One challenge it seems ever locale is dealing with is a large faction of
people who cannot see the forest for the trees, so to speak. It seems
everywhere I've lived, there are large factions of folks who cite individual
trees in their neighborhoods as fodder to shoot down environmental projects.

I've seen light rail, bus lines, and other public transit; bike and pedestrian
facilities like sidewalks; dense sustainable housing on transit corridors; PV
and passive solar energy projects; contaminant removal and other soil/water
quality mitigation efforts; and a slew of other projects backed by
environmental organizations and non-profits get shut down because of neighbors
defending individual trees. It's gotten to the point where I've become very
cynical towards efforts to "save the trees" because so often it means "save
the trees in my direct viewshed, even if it means cutting down hundreds of
trees outside of town to build sprawling subdivisions there instead."

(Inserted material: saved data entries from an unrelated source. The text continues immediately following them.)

PR #12053, opened 2026-07-08
perf(lsmkv): lock-free skip-list memtable indexes for all ordered strategies

amourao:
## What
Memtable point reads blocked behind writers under concurrent load: the indexes are read under the memtable `RWMutex`, and Go's `RWMutex` blocks new readers once a writer is pending. This PR replaces the red-black tree indexes, behind per-strategy interfaces, with single-writer skip lists whose reads take no lock — for **every strategy whose memtable is an ordered byte-key index**:

| strategy | interface | skip-list implementation | lock-free reads |
|---|---|---|---|
| Map / Inverted | `mapIndex` | `skipListMap` — value log + `sortAndDedupValues` | `getMap` |
| Replace | `replaceIndex` | `skipListReplace` — immutable per-key entry swapped via atomic pointer | `get`, `exists` |
| Set / Collection | `multiIndex` | `skipListMulti` — value log in insertion order | `getCollection`, `getCollectionBytes` |
| RoaringSet | `roaringSetIndex` | `skipListRoaringSet` — immutable op log, replayed at read | `roaringSetGet` |

Lock-free reads are sound because a skip list never rewires existing nodes (no rotations, unlike a red-black tree) and each per-key payload is either append-only and atomically published (value log) or an immutable entry swapped by atomic pointer — a reader always sees a consistent prefix or a complete entry, never a torn node. Writes stay single-writer under the existing memtable lock.

Per-strategy notes:
- **Replace** swaps a pointer instead of appending: repeated updates of one key don't retain old object values until flush, and the previous entry supplies the net-size / live-count / previous-secondary-key return values the memtable's accounting needs.
- **RoaringSet** stores immutable ops and replays them at read time with the same four-step add/remove ordering the tree applies in place (sroar bitmaps can't be mutated under lock-free readers).
- **RoaringSetRange** is untouched: its memtable is two docID-keyed hash maps, not an ordered byte-key index, and it is only read at flush/cursor time.
- `getBySecondary` and the secondary-index cursor keep the read lock — they read the `secondaryToPrimary` Go map, which writers mutate.

## Measured (write-saturation vs the locked tree, Map/Inverted)
| shape | RB tree | skip list | Δ |
|---|---|---|---|
| random_10 | 1267 | 2221 | **+75%** |
| random_50 | 191 | 285 | **+49%** |
| writes | 314K | 2.24M | **7×** |

Removing reads from the mutex unblocks **both** directions — fast queries and write throughput. Scoring-bound shapes (`common_50/200`) are unchanged, being `DoBlockMaxWand`-bound not lock-bound.

## Correctness
- Randomized equivalence tests pin each skip-list index to its red-black tree observationally — including the insert return values the size/count accounting depends on, flatten output, and RoaringSet's add-then-delete / delete-then-add resolution.
- Sequence-validating race tests (writer + readers under `-race`) assert readers never see a torn entry, a reordered log, or a gap. One of these caught (and this PR fixes) a consistent-prefix violation in `valueLog.snapshot`: a reader that observed a partially-filled chunk could still follow `next` into a successor chunk, splicing newer entries after unseen ones. `snapshot` now stops at the first chunk it did not observe full.
- Lock-free reads require callers never mutate a key buffer after handing it to a write; production allocates fresh keys per call. The red-black trees alias caller value buffers the same way, so no new constraint there; RoaringSet op slices are copied at insert, matching the tree copying into bitmaps.
- Full lsmkv unit + integration suites pass with `-race` and the skip lists on.

## Rollout
Enabled by default (`useSkipListMemtable = true`) so CI exercises it across the full suite; flip to `false` to fall back to the red-black trees for every strategy at once.

---
3rd of the memtable-contention stack (snapshot → lock-split → this).


etiennedi:
QA Claude here. Picking this up for a thorough review — static + explorative (correctness and performance). Posting the test plan first so you can push back on scope or priorities before I execute; after this I'll only post substantial results.

One scope note up front: the skip list replaces the red-black tree **only behind `getMap`** — the **Map / Inverted** strategy (BM25 term frequencies). Replace and Set memtables are untouched. So the whole surface is **BM25 / BlockMax-WAND reads under concurrent writes**, which lines up with where the win is claimed.

### Risk model
The only genuinely new concurrency surface is `getMap` → `skipList.get` running **lock-free** while a **single serialized writer** (`appendMapSorted` under `m.Lock()`) mutates the structure. Flush/flatten stays under `RLock`, so on-disk segment format and flush ordering are unchanged — good, that narrows things. Ranked risks I'll be hammering:

1. **Reused-buffer caller contract** — keys and `MapPair`s are stored by reference (no copy). Any caller that mutates a buffer after `MapSet`/`MapDeleteKey`/`MapSetMulti` is now a live data race; the RB tree masked this because reads were locked. This is the load-bearing invariant.
2. **Lock-free read / memory model** — publish ordering (entry→count, forward-pointers→splice), append-only immutability, no reader access to writer-only fields (`s.height`, `rng`), holding on **weak-memory arm64** too.
3. **Equivalence to the RB tree** — dedup (keep-last), tombstones, ascending key order, `NotFound`, flatten byte-identical.
4. **Allocation on the BM25 read hot path** — `get` now does 2 allocs (unsized `snapshot()` grow + `sortAndDedupValues`) vs the RB-tree's 1.
5. **Flag/global handling** — the double-read at construction, and the test-cleanup landmine below.

### Static analysis
- Plugin skills/sub-agents (each in its own worktree, none posting): `concurrency`, `lsmkv`, `hot-path-allocations`, `compaction`, `goroutines`, `tests`, `godoc`, `complexity`, `comment-sweep`, `weaviate-core-reviewer`, `backward-forward-compat`.
- My own read-every-file passes: full **reused-buffer caller audit** (every production `MapSet`/`MapDeleteKey`/`MapSetMulti` site, incl. the analyzer term-buffer ownership at shard_write_inverted_lsm.go:108); a line-by-line **memory-model** audit of skiplist.go; an **equivalence** audit vs `binary_search_tree_map.go`; and I'll verify Copilot's two findings myself rather than take them at face value.

### Explorative — local (correctness core, reproducible)
1. **Differential fuzz vs the RB tree** (`-race`) across edge cases: empty/nil row key; empty/nil `MapPair.Key`/`Value`; **MaxUint64 & boundary doc IDs**; duplicate keys; **tombstone-then-reinsert** and **reinsert-then-tombstone**; every access order; absent-ID probes at gaps/below-min/above-max.
2. **Memtable-level `-race` soak** — the integration the unit tests miss: many readers on `Memtable.getMap` + single writer on `appendMapSorted`; first-load stampede. Run on **amd64 and arm64**.
3. **Reused-buffer adversarial red test** to prove the contract is load-bearing.
4. **Micro-benchmark A/B** — reproduce the claimed `random_10 +75%` / `writes 7×`, plus **allocs/op** for `get` (risk 4).
5. **Single-binary e2e** — rare-term marker doc must rank first under concurrent writes; mass-delete + compaction + restart-on-same-datadir; log scan for `panic|DATA RACE|deadlock`.

### Explorative — cloud (multi-node realism, 3-node RF3)
A/B via two images: baseline [weaviate/weaviate#12052](https://github.com/weaviate/weaviate/pull/12052) (RB tree) vs treatment this PR (skiplist). Concurrent readers+writers with per-pod verification (port-forward) to distinguish inter-pod vs intra-pod divergence; deletes/tombstones; **rolling restart** (flush-during-restart) verified before/during/after; and the headline perf check — **query-latency tail while writes are saturated**, baseline vs treatment.

### Two things I can already flag from the static read
- **Test-cleanup landmine (test bug):** now that `useSkipListMemtable` defaults to `true` (`5cc2769ec4`), the `BMW_SKIPLIST` block in `segment_blockmax_merge_concurrent_test.go:50` still runs `t.Cleanup(func(){ useSkipListMemtable = false })`. That leaves the global `false`, silently disabling the skip list for every memtable constructed later in the same package test run — the opposite of the intent. Worth fixing before this masks coverage.
- I'll confirm the two Copilot inline findings (double-read at memtable.go:204; reused `delKey` buffer at segment_blockmax_merge_concurrent_test.go:53) with evidence rather than just echoing them.

### Acceptance gate
Bit-identical ranked top-K vs the RB-tree baseline (local + cloud); `-race` clean at high iteration on amd64 **and** arm64; no unquantified alloc regression on `get`; reused-buffer contract proven safe for every production caller; full CI green; and any exploratory gap that surfaces a bug gets folded into the automated suite.

Executing now. — QA Claude 🔬

etiennedi:
QA Claude here — static analysis + local exploratory (correctness + micro-bench) are done. Posting now so you can act while I run the multi-node cloud A/B. Headline: **the lock-free skip list is correct and the contention win is real, but there are two performance caveats and five should-fixes.** No merge-blocking correctness defect found.

## Correctness — solid
- **Differential fuzz vs the red-black tree: zero divergence.** Byte-identical `get()` + `flattenInOrder()` across 2000-op random sequences (7 seeds) *and* every edge case: nil/empty row key, nil vs empty `MapPair.Value`, tombstone→reinsert AND reinsert→tombstone, duplicate keys, >16 values (multi-`valueChunk` + cross-chunk updates), docID boundaries `{0, 0xFFFF, 0x10000, MaxUint64-1, MaxUint64}` (8-byte BigEndian) — all under `-race` on **arm64/Apple M1 (weak memory)**, the stricter platform for the atomic publish/acquire assumptions.
- **Memory model verified** line-by-line (release/acquire on the `atomic.Int32` count + `atomic.Pointer` links; entry-then-count publish; bottom-up splice with level-0 as the linearization point; readers descend from `skipListMaxHeight` and never touch the writer-only `height`/`rng`). No torn reads, no OOB, no use-after-free.
- **Single-writer invariant holds**: the only `keyMap.insert` site is `appendMapSorted` under `m.Lock()`; all `flattenInOrder` readers hold `m.RLock()`; the only writer-racing reader is lock-free `getMap` — the exact audited-safe path.
- **Compatibility clean**: the index is in-memory only; `flattenInOrder` feeds the identical flush encoding, so segment bytes are byte-identical → rolling update (mixed RB/skiplist nodes) and downgrade are both safe. No RAFT/proto surface.
- **Reused-buffer contract satisfied by every production caller** (`pairPropertyWithFrequency`/`addToPropertyMapBucket`, `addToDimensionBucket`, `deleteInvertedIndexItemWithFrequencyLSM`, WAL replay) — all allocate a fresh buffer per call and never mutate after handoff. Verified three independent ways.

## Performance — win confirmed under contention, two caveats
`getMap` under concurrent write (the target shape) and write throughput both improve clearly:

| shape | skiplist | rbtree | Δ |
|---|---|---|---|
| `getMap` under concurrent write (ns/op) | ~247 | ~953 | **~3.9× faster** (exceeds the +75% claim) |
| write throughput, 8 concurrent readers (ns/op) | ~3935 | ~9113 | **~2.3× faster** |

**Caveat 1 — the 7× write claim did not reproduce** on my synthetic (I got ~2.3×). Direction is right ("readers no longer block writers"), but the magnitude is workload-specific. Could you share your exact write-saturation harness (real inverted bucket, writer/reader counts)? I'll reproduce it or we annotate the number as rig-specific.

**Caveat 2 — read-mostly is a regression.** Uncontended index-level `get()` is **slower** and allocates more, growing with posting size:

| postings | skiplist ns/op | rbtree ns/op | skiplist B/op | rbtree B/op | skiplist allocs | rbtree allocs |
|---|---|---|---|---|---|---|
| 10  | ~461  | ~302  | 1288  | 712   | 5 | 4 |
| 50  | ~3086 | ~1208 | 10376 | 3208  | 7 | 4 |
| 200 | ~12004| ~4201 | 44168 | 12424 | 9 | 4 |

Root cause: `get()` now `snapshot()`s the whole value log (un-pre-sized `append`, realloc churn across chunks) *before* `sortAndDedupValues` copies it again = 2 allocs vs the RB tree's 1. Read-heavy/low-write deployments pay latency + GC for a lock they weren't contending.

## Should-fix (ranked)
1. **Memtable RSS regression — the one I'd measure before merge.** `valueChunk` embeds `entries [16]MapPair` inline (`MapPair` = 56 B → **~896 B allocated on the first insert of every key**, skiplist.go:35-51), vs the RB tree's 56 B single-element slice for a singleton key. BM25 vocabularies are Zipfian (most terms have 1-few postings), so the majority of keys now pay the full chunk (~16× on the values backing for singletons). Critically, the flush trigger keys off `m.size`, which counts only *logical* bytes and is **blind to the chunk overhead** — so the memtable reaches materially higher RSS before flushing. I'm running a heap/RSS A/B on a high-cardinality ingest on the cloud next to quantify it. Candidate fix if confirmed: a smaller/growable first chunk (start 1-4, grow geometrically), or fold chunk overhead into `m.size`.
2. **Read-path allocation (Caveat 2).** Recoverable to parity: track a running `count` in `valueLog` to pre-size `snapshot()`, and sort/dedup the freshly-owned snapshot **in place** (it's never aliased) instead of a second copy. Drops skiplist back toward 1 right-sized alloc while keeping the lock-free win.
3. **Test-cleanup landmine** (empirically reproduced), segment_blockmax_merge_concurrent_test.go:50-53. Since the default flipped to `true`, the `BMW_SKIPLIST` block's `t.Cleanup(func(){ useSkipListMemtable = false })` restores the **wrong** value, silently disabling the skip list for every later test in the package process. Dormant in CI (`BMW_SKIPLIST` is wired nowhere) but it bites anyone running `BMW_SKIPLIST=1` to force the feature on. Fix: save/restore the prior value (like the `prevRatio` pattern 3 lines above), or just delete the now-vestigial block.
4. **Double-read of the mutable global** (Copilot's memtable.go:204). `newMemtable` reads `useSkipListMemtable` twice (via `newMapIndex()` and again for `keyMapLockFree`). Prod-safe today (zero runtime writers → both agree), but the safety is unenforced; if they ever diverge you'd serve RB-tree reads lock-free = silent corruption. Cheap structural fix: read once into a local and pass it (`newMapIndex(lockFree bool)`) so "index kind matches `keyMapLockFree`" is structural, not conventional.
5. **Public-API godoc + framing.** The buffer-lifetime contract (key retained by reference, read lock-free; do not mutate after the call) lives only in the commit message + internal skiplist.go — add it to `MapSet`/`MapSetMulti`/`MapDeleteKey` godoc in bucket.go. Also worth correcting the PR description: my control test shows the **RB tree also races** on a reused caller key-buffer (the RWMutex protects tree nodes, not the caller's buffer), so this isn't a previously-masked bug that's "now fixed" — lock-free reads *widen* an already-unsafe window. Relatedly, the writer loop in the concurrent test uses fresh keys but the two setup delete loops still reuse one buffer (Copilot's inline note), collapsing the intended "many tombstones across bands" to ~1 via keep-last dedup — an incomplete version of that fix.

## Tests worth folding into the suite (bounded, ~15 s under `-race`)
The PR's unit tests race directly on `skipListMap`, never through the real `Memtable`. I have ready harnesses that close the gap: (a) the differential fuzz, (b) the memtable-level `getMap` vs `appendMapSorted` `-race` soak (covers the `keyMapLockFree` branch + the `invMu` split), (c) the reused-buffer race as an **env-guarded tripwire** (skips by default, so it won't red CI) to catch any future caller that pools/reuses key buffers. Happy to hand these over.

## Nits (non-blocking)
- Minor comment slop (2 removable, 4 tightenable); the load-bearing lock-free/memory-model comments are excellent — keep them.
- `appendMapSorted` reads the docID `LittleEndian` (memtable.go:607) for the propLength counter while `MapDeleteKey` reads `BigEndian` (bucket.go:1369) — bijective/consistent so not a bug, but confusing; predates this PR.

## Next
Deploying the A/B on a 3-node cloud cluster (baseline #12052 RB tree vs this PR): multi-node BM25 correctness under concurrent read+write, per-pod consistency, rolling-restart (flush-during-restart), the query-latency tail under write saturation, and the **memtable RSS A/B** to settle should-fix 1. I'll post those results when they're in.

— QA Claude 🔬

etiennedi:
QA Claude here — cloud A/B is done, closing the loop. This is the final verdict, combining static + local + multi-node cloud.

## Cloud A/B (reindex-qa, 3-node RF3, 3 shards, matched gentle workload)
Baseline [weaviate/weaviate#12052](https://github.com/weaviate/weaviate/pull/12052) (RB tree) vs treatment this PR (skiplist), identical load (20k ingest + 3 writers/10 readers/90s, high-cardinality vocab):

| metric | baseline (RB) | treatment (skiplist) |
|---|---|---|
| markers rank-1 / query stability | 200/200, 20/20 | **200/200, 20/20** |
| ingest + query errors | 0 | **0** |
| read latency p50/p95/p99 (ms) | 32.7 / 63.9 / 116.1 | **27.7 / 57.8 / 95.4** |
| read QPS | 276 | 310 |
| **peak pod RSS** | **2656 Mi** | **3483 Mi (+31%)** |

- **Multi-node correctness confirmed**: RF3 / 3-shard, concurrent read+write, zero errors, every unique-marker query ranks its doc first, fully stable.
- **Latency**: modestly better (matches the contention-win direction; muted here because I can't write-saturate a memory-limited cloud node without OOM — the sharp win is in the micro-bench).
- **Rolling restart** (restart mid-load): the skiplist **survives correctly — no data loss, no corruption**. A first pass flagged 7 "missing" markers, but on investigation all were **eventual-consistency lag under ASYNC_REPLICATION** during the restart (5 resolved on re-query; the last 2 *flicker* exists/absent across rounds = a still-converging replica, and they're absent at the object-store level anyway, which this PR doesn't touch). Not a skiplist bug.

## The one thing I'd fix before merge: the memtable memory regression
This is now **confirmed with hard numbers**, not just flagged. `valueChunk` embeds a fixed `[16]MapPair` inline (~896 B → Go's 1024 B size class) allocated on the **first insert of every key**; the RB tree used ~56 B for a singleton. Deterministic bench, theory-matched to the byte:

| | skiplist | RB tree | ratio |
|---|---|---|---|
| bytes/key (singleton, K=10k→1M) | 1144 | 168 | **6.8×** |
| Zipfian BM25 vocab | ~1145 | ~170 | **~6.8×** |
| memtable @ 1M distinct terms | **1.07 GiB** | 160 MiB | 6.8× |

BM25 vocabularies are ~99% hapax, so this is the common case, not the tail. Worse, the flush trigger keys off `m.size` (logical bytes) and is **blind to the chunk overhead — ~41× undercount** — so memtables silently blow past their memory budget, worst under the write-heavy workload the PR optimizes. The cloud A/B corroborates end-to-end (+31% peak RSS at matched load). Fix is easy and preserves the lock-free win: a growable first chunk (start 1–2 slots, grow geometrically) instead of a fixed 16-slot array, and/or account chunk overhead in `m.size`.

## Verdict
**The lock-free skip list is correct and the contention win is real — no correctness defect found** across 6 static agents, a byte-identical differential fuzz (all edge cases, `-race`, arm64), a memtable-level concurrency soak, and multi-node cloud. Not merge-ready purely because of the memory regression above. The other items from my [static/local review](https://github.com/weaviate/weaviate/pull/12053#issuecomment-4915761109) stand: read-path 2-alloc (read-mostly is 1.5–2.9× slower — recoverable to parity), the `BMW_SKIPLIST` test-cleanup landmine, the double-read of the mutable global, and the missing public-API buffer-contract godoc (+ the "locked tree masked it, now fixed" framing is imprecise — the RB tree races on a reused key buffer too; lock-free just widens the window).

Four ready-to-run harnesses to fold into the suite (all bounded): the differential fuzz, the memtable-level `getMap`-vs-`appendMapSorted` `-race` soak, the reused-buffer tripwire (env-guarded, skips by default), and a memtable-memory regression guard (`skiplist B/key ≤ N× rbtree`). Happy to hand them over.

Still open on my side: reproducing the claimed **7× write throughput** — I got ~2.3× on my synthetic; could you share your exact write-saturation harness?

— QA Claude 🔬

etiennedi:
QA Claude here — re-verification of `16c39e56e9` (the three fix commits since my reviewed `5cc2769ec4`), as requested. **Every finding from my prior review is empirically resolved — converting "NOT merge-ready" to +1 pending CI.** Full diff mapped hunk-by-hunk to the findings; nothing unrelated smuggled in.

| Prior finding | Verdict at `16c39e56e9` |
|---|---|
| **Blocker: ~6.8× memtable RSS** (fixed `[16]MapPair` chunk per key; 1144 vs 168 B/key) | ✓ fixed — growable first chunk: re-measured at **1M distinct terms: 280 vs 160 B/key = 1.75×** (~1.07GiB → ~280MB); the new `TestSkipListMapSingletonMemoryVsRBTree` guard (untagged, CI-enforced) passes with margin at its 3.0× bound |
| **Blocker: flush trigger blind to overhead** (~41× undercount) | ✓ fixed — `indexOverhead` accounted via `sizeLocked()` on every `observeSize`; measured undercount now **2.06×, tighter than the red-black tree's own 6.0×** — strictly safer than the incumbent. Confirmed no path reads `m.size` directly for flush decisions |
| **Read-path 2 allocs, 1.5–2.9× slower** | ✓ **allocation parity (1 vs 1)** at every postings size; wall-clock narrowed to 1.16–1.68× single-threaded — the residual is inherent skiplist-vs-BST traversal and this bench is the design's worst case (its purpose is concurrent reads, where it's 3.9× faster) |
| **BMW_SKIPLIST test-cleanup landmine** | ✓ fixed and proven non-vacuous: an ordered probe test sees `true` with the fix, `false` with the buggy hard-restore reverted — the exact silent-disable failure mode |
| **Double-read of mutable global** | ✓ read once into `lockFree`, passed to `newMapIndex`, stored — cannot diverge |
| **Buffer-contract godoc + framing** | ✓ present on all three Map mutators; framing corrected (no false "locked tree masked it" claim) |

Folded-in harnesses verified genuine: the differential fuzz goes red on an injected snapshot-order bug (seed 0, empty-row-key edge) and the 20s concurrent soak is race-clean. Full lsmkv suite green under `-race` (unit + 369s integrationTest); linters 0 issues; trial-merge into the current base tip (which advanced by one complementary commit) is clean and green.

Residuals, all low/non-blocking: the 2.06× accounting undercount excludes node/pointer/header bytes (acceptable — tighter than the RB baseline); a theoretical `valueLog.count` int32 overflow at >2³¹ postings per row key in one memtable (unreachable before flush; a defensive clamp would be cheap hardening); two comment phrasings referencing review history in test files.

Process note, not a code gate: this is the 3rd PR of a stack (#12051 → #12052 → this) and lands only after its parents; the branch is one commit behind its base (trial-merge clean, so either order works — a merge-up would be tidy).

QA Claude 🔬

etiennedi:
QA Claude here — verified the merge-up `6df9d50f7d`: `git show --remerge-diff` confirms the entire manual delta vs the mechanical auto-merge is one genuine conflict in `segment_blockmax_merge_concurrent_test.go` (kept the BMW_SKIPLIST toggle, adopted lock-split's removal of the defunct `bm25MergeGateRatio` global in favor of the `WithBM25FilterTombMergeGateRatio` option, re-added the `os` import) — zero production-code edits anywhere in the merge. All 8 SkipList tests green under `-race` at the merge head. **My +1 stands at `6df9d50f7d`.**

One heads-up: the merge folded in lock-split at `5d9cbdd14a`, but `perf/bmw-memtable-lock-split` has since advanced to `7156bfe22f` — so the branch is 2 commits behind its base again. Not a defect (stack order weaviate/weaviate#12051 → weaviate/weaviate#12052 → this still governs), just expect one more merge-up before this lands.

QA Claude 🔬

amourao:
Ran test/benchmark_bm25 against two builds, 2 repeats each, medians below. Both are built from #12053's head; they differ only in the memtable index.

msmarco — 8.84M docs, 1 indexed property


dataset | arm | import obj/s | query QPS | p50 | p99
-- | -- | -- | -- | -- | --
msmarco | red-black tree | 9,414 | 101 | 7.1 ms | 48.4 ms
msmarco | skip-list | 8,911 (−5%) | 152 (+50%) | 4.3 ms | 31.6 ms
quora | red-black tree | 18,022 | 160 | 4.7 ms | 20.8 ms
quora | skip-list | 17,690 (−2%) | 290 (+81%) | 2.1 ms | 14.2 ms


Trade-off: ~2–5% import throughput for +50–81% query throughput, ~30% lower p99. The import cost scales with inverted-index write volume, so msmarco's long property are the worst case we measured.

Caveats: single node/shard, laptop-class hardware. Queries run between import batches, not concurrently — under real concurrent load the query gain is substantially larger.

amourao:
@etiennedi I've made it use a skiplist for all strategies and buckets and tested import + concurrent query. I think it would be worth it for SuperClaude/QA Claude to have a look to see what are the advantages and disadvantages of this approach and if it is worth merging.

Are there places that are getting this balance to be healthier? Fostering a
love for an urban canopy while also a general recognition that some trees
coming down is necessary to repair ecologically poor planning decisions of the
past 70 years or so?

------
freyfogle
Here is a project to aggregate all the various open city and regional tree
datasets: [https://opentrees.org](https://opentrees.org)

------
WJW
Maybe interesting to the HN crowd:
[https://www.20tree.ai/](https://www.20tree.ai/). Startup doing ML on
satellite images to recognize trees, crop health and a bunch of other stuff.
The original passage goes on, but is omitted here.